| Work order |
Only the lines with "revalidate" in the entries below belong in the answer; please copy them.
********
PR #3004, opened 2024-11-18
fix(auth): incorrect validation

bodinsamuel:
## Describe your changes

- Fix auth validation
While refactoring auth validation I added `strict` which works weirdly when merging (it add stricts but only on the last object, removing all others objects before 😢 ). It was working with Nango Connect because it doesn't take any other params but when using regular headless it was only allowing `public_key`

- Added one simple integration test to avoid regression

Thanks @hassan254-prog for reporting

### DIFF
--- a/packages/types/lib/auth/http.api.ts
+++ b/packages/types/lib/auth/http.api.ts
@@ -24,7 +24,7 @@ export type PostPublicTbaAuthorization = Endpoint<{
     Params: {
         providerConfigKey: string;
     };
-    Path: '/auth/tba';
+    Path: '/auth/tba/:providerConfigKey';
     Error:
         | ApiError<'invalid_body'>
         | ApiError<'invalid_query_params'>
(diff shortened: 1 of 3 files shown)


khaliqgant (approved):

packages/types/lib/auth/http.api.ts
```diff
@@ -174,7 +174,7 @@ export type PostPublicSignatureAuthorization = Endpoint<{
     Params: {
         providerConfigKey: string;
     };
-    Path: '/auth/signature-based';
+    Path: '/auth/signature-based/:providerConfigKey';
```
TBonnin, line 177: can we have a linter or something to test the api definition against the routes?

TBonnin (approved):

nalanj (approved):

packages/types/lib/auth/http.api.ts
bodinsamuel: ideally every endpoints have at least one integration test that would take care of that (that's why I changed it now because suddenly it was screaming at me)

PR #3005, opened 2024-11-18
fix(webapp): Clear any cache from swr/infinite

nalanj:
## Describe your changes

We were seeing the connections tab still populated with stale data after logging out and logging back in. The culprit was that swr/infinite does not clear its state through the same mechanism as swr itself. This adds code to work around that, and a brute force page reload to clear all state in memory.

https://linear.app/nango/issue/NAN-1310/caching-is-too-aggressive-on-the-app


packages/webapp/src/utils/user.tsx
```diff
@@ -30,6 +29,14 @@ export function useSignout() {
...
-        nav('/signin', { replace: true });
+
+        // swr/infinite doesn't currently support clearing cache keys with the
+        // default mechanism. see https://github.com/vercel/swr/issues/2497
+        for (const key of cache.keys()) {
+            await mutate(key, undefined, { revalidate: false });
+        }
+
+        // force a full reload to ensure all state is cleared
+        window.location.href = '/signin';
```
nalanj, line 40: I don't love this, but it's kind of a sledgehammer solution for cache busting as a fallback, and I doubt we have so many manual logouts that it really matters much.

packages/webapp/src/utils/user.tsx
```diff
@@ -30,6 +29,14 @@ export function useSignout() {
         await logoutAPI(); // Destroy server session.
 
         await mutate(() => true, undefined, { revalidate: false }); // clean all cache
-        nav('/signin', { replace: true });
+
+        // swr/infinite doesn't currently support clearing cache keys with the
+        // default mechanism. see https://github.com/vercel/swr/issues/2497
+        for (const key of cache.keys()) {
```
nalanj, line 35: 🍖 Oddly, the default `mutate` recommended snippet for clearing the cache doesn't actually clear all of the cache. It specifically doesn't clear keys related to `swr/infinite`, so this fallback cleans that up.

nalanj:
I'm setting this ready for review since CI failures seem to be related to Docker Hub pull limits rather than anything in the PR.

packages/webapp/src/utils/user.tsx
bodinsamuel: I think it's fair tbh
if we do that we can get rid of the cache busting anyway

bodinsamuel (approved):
********
| Completed exercise |
+            await mutate(key, undefined, { revalidate: false });
         await mutate(() => true, undefined, { revalidate: false }); // clean all cache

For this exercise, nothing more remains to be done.